Exercise: From the records below, return every line containing the word "when".

____

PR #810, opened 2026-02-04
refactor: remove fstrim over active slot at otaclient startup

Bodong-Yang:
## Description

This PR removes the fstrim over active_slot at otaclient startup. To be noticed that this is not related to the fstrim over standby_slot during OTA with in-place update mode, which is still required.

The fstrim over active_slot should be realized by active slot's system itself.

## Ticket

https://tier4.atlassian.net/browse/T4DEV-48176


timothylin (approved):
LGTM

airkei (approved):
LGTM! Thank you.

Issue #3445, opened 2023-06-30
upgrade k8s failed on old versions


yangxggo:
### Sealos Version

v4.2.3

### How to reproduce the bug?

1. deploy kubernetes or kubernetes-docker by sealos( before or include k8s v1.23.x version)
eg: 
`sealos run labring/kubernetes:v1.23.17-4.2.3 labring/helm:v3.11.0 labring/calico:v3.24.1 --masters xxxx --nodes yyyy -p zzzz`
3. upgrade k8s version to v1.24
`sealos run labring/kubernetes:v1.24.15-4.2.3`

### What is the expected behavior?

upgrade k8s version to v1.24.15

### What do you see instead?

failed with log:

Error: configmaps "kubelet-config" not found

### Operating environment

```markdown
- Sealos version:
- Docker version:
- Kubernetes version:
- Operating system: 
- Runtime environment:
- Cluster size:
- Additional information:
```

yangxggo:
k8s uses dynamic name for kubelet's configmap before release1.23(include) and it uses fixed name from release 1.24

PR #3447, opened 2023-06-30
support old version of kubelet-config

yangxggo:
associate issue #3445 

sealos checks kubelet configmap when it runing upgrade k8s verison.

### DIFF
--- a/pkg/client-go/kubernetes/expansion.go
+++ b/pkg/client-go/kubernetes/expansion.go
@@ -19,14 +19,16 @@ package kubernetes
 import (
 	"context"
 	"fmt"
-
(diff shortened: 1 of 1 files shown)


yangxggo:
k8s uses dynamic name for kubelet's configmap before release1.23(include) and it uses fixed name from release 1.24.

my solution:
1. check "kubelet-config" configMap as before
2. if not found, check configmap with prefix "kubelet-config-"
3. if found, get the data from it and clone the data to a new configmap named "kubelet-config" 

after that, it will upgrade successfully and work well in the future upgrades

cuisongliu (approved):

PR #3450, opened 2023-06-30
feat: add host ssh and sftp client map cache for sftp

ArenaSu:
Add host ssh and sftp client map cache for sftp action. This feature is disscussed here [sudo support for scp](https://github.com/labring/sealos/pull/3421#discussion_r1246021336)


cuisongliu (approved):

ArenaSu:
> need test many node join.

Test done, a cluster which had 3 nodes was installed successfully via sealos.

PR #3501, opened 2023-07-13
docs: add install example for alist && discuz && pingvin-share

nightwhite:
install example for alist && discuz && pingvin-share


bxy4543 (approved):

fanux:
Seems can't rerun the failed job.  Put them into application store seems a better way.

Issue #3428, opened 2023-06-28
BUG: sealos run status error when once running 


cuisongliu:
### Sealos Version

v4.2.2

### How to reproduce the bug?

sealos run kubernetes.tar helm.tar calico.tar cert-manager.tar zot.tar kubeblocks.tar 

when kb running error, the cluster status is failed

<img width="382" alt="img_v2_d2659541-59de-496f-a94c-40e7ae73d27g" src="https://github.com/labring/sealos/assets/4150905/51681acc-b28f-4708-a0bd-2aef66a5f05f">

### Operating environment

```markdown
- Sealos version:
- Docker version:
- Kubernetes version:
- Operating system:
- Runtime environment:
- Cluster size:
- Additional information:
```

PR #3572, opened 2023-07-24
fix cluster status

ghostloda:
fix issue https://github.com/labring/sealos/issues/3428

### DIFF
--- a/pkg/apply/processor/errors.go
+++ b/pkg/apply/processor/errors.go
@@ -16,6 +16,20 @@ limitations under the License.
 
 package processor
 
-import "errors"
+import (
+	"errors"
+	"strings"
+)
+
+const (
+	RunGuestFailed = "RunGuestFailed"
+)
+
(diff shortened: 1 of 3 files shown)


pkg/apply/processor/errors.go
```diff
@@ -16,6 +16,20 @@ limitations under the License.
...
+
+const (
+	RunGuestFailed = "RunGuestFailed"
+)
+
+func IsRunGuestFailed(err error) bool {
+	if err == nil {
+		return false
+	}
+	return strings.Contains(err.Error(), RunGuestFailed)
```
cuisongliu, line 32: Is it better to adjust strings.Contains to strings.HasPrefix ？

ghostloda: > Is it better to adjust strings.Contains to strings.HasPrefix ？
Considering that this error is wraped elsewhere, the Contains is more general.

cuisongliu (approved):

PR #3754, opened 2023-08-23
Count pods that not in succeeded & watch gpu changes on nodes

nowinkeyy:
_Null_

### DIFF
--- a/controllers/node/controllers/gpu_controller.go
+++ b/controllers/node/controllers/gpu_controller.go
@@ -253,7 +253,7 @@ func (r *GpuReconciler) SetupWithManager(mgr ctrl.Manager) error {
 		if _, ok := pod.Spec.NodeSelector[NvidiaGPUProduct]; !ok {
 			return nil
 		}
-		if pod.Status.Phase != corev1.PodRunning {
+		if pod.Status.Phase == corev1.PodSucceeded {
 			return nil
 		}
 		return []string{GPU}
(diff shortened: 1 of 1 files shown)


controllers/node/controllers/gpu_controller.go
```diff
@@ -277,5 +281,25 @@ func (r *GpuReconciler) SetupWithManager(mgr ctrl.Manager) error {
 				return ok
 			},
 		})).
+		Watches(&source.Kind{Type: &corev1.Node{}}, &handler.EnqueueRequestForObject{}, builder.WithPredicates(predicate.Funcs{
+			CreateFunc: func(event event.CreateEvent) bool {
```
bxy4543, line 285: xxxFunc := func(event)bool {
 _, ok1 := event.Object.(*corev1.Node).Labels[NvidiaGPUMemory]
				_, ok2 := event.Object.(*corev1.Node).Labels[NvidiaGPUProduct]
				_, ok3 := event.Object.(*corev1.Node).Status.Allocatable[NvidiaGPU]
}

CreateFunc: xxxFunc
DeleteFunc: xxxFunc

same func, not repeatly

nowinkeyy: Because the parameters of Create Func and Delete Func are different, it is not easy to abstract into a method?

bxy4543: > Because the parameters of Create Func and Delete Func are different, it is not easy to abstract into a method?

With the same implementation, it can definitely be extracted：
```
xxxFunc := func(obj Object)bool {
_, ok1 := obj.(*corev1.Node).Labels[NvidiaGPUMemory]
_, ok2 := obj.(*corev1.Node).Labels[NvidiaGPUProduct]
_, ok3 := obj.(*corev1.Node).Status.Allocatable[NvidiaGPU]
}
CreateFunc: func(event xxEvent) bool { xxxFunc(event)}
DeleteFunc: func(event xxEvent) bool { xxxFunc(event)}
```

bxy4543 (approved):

____

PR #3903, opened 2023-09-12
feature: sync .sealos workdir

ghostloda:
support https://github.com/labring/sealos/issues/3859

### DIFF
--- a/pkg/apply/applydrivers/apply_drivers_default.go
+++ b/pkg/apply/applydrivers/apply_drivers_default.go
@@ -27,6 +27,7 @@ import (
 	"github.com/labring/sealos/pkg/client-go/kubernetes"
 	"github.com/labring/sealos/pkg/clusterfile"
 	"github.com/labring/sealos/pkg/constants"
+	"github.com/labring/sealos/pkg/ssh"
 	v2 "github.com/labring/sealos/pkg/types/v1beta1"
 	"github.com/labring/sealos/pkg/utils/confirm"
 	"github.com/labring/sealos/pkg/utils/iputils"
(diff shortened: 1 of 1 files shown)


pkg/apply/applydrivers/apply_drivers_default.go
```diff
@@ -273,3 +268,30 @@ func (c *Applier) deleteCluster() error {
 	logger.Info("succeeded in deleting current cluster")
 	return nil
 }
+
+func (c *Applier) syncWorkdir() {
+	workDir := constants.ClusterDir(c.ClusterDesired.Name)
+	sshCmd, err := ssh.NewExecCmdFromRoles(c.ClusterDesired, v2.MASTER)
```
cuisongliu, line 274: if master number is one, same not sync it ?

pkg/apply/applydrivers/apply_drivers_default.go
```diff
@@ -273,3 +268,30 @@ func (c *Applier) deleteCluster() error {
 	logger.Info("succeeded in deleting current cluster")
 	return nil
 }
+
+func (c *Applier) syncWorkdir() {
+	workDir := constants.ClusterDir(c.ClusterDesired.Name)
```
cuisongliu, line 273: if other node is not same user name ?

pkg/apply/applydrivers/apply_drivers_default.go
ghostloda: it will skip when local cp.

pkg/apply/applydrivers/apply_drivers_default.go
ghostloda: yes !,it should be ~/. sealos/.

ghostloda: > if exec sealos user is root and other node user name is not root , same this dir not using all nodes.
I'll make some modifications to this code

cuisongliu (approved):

____

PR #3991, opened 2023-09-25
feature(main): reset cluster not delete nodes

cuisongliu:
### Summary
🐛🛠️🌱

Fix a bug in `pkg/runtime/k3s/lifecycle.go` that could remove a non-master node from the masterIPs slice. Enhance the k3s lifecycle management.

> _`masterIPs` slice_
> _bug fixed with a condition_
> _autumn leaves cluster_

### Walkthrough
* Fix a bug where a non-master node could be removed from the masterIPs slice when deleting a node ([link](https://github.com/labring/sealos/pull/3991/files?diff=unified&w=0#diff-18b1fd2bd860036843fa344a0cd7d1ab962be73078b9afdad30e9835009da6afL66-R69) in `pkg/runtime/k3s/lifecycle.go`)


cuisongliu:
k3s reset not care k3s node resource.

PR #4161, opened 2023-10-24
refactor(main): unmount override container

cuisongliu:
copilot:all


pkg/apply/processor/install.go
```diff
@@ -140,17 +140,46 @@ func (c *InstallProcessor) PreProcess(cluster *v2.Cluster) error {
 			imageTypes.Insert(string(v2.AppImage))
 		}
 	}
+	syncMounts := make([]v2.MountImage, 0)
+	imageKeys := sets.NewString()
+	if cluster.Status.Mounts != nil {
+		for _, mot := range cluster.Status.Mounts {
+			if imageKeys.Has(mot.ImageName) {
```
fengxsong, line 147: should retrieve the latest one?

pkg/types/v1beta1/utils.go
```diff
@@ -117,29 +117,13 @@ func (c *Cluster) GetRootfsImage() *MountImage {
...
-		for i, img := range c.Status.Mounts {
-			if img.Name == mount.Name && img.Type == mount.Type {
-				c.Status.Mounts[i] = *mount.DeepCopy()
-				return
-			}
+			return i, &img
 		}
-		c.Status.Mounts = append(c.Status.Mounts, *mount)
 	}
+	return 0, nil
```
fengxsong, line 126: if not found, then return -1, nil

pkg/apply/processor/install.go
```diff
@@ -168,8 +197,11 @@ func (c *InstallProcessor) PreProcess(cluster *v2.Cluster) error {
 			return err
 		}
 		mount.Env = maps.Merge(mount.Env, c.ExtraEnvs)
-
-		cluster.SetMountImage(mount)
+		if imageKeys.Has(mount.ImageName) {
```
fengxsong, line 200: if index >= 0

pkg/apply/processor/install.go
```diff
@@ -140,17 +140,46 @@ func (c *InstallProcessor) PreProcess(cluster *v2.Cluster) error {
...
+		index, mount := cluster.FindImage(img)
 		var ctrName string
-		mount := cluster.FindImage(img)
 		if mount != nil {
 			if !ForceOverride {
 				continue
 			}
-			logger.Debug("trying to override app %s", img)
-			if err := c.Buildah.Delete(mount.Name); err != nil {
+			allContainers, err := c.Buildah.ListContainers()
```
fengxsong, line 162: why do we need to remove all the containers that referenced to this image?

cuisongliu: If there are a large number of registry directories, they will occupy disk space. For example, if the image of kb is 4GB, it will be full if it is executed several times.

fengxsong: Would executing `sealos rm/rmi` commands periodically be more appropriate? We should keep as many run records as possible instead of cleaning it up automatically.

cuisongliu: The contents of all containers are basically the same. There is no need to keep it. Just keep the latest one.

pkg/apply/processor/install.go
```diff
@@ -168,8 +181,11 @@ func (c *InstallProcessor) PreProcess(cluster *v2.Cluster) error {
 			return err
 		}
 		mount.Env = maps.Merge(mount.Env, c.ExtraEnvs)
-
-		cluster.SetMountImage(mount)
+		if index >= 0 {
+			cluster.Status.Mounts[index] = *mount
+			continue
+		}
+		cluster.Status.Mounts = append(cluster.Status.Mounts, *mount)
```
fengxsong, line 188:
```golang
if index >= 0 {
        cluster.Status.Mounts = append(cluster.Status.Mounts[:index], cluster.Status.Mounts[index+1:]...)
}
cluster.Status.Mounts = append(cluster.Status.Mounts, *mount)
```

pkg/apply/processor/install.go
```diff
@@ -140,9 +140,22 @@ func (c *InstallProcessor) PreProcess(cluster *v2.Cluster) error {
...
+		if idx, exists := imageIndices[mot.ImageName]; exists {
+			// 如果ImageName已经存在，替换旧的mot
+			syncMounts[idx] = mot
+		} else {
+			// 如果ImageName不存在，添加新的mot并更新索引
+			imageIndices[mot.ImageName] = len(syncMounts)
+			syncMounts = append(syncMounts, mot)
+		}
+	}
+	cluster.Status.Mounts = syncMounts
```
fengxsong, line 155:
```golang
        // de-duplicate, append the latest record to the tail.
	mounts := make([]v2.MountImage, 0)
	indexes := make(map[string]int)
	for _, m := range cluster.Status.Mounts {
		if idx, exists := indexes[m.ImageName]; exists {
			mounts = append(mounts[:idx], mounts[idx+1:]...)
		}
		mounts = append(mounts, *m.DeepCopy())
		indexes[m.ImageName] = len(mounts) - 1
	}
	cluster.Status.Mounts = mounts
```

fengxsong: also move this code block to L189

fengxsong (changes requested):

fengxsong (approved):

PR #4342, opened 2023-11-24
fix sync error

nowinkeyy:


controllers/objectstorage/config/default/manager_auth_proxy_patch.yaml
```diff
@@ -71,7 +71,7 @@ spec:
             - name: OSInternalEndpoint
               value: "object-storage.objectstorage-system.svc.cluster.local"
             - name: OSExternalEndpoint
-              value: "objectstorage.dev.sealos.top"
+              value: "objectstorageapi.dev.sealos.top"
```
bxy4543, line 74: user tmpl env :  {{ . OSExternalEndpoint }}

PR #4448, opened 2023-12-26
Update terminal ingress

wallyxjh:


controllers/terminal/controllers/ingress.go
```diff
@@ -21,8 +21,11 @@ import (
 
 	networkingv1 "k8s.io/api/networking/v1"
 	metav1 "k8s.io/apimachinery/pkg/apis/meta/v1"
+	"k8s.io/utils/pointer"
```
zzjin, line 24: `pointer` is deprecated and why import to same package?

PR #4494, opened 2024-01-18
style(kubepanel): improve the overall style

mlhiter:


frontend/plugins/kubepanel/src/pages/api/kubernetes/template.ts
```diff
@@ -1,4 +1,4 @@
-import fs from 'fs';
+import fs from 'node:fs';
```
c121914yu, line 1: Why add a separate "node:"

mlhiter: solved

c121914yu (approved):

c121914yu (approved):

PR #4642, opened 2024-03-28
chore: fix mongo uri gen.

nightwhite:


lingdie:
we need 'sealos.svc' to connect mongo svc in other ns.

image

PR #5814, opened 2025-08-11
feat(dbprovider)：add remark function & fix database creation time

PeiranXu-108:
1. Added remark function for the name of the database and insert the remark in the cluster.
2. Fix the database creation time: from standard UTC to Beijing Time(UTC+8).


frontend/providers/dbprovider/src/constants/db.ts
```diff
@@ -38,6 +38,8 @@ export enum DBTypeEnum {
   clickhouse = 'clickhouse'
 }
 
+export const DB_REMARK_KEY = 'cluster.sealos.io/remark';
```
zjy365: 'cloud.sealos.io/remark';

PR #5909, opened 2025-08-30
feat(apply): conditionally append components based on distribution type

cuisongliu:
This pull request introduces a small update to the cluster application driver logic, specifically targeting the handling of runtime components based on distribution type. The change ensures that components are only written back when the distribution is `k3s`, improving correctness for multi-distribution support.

____

Reply to the exercise:
sealos checks kubelet configmap when it runing upgrade k8s verison.
BUG: sealos run status error when once running 
when kb running error, the cluster status is failed
ghostloda: it will skip when local cp.
* Fix a bug where a non-master node could be removed from the masterIPs slice when deleting a node ([link](https://github.com/labring/sealos/pull/3991/files?diff=unified&w=0#diff-18b1fd2bd860036843fa344a0cd7d1ab962be73078b9afdad30e9835009da6afL66-R69) in `pkg/runtime/k3s/lifecycle.go`)
This pull request introduces a small update to the cluster application driver logic, specifically targeting the handling of runtime components based on distribution type. The change ensures that components are only written back when the distribution is `k3s`, improving correctness for multi-distribution support.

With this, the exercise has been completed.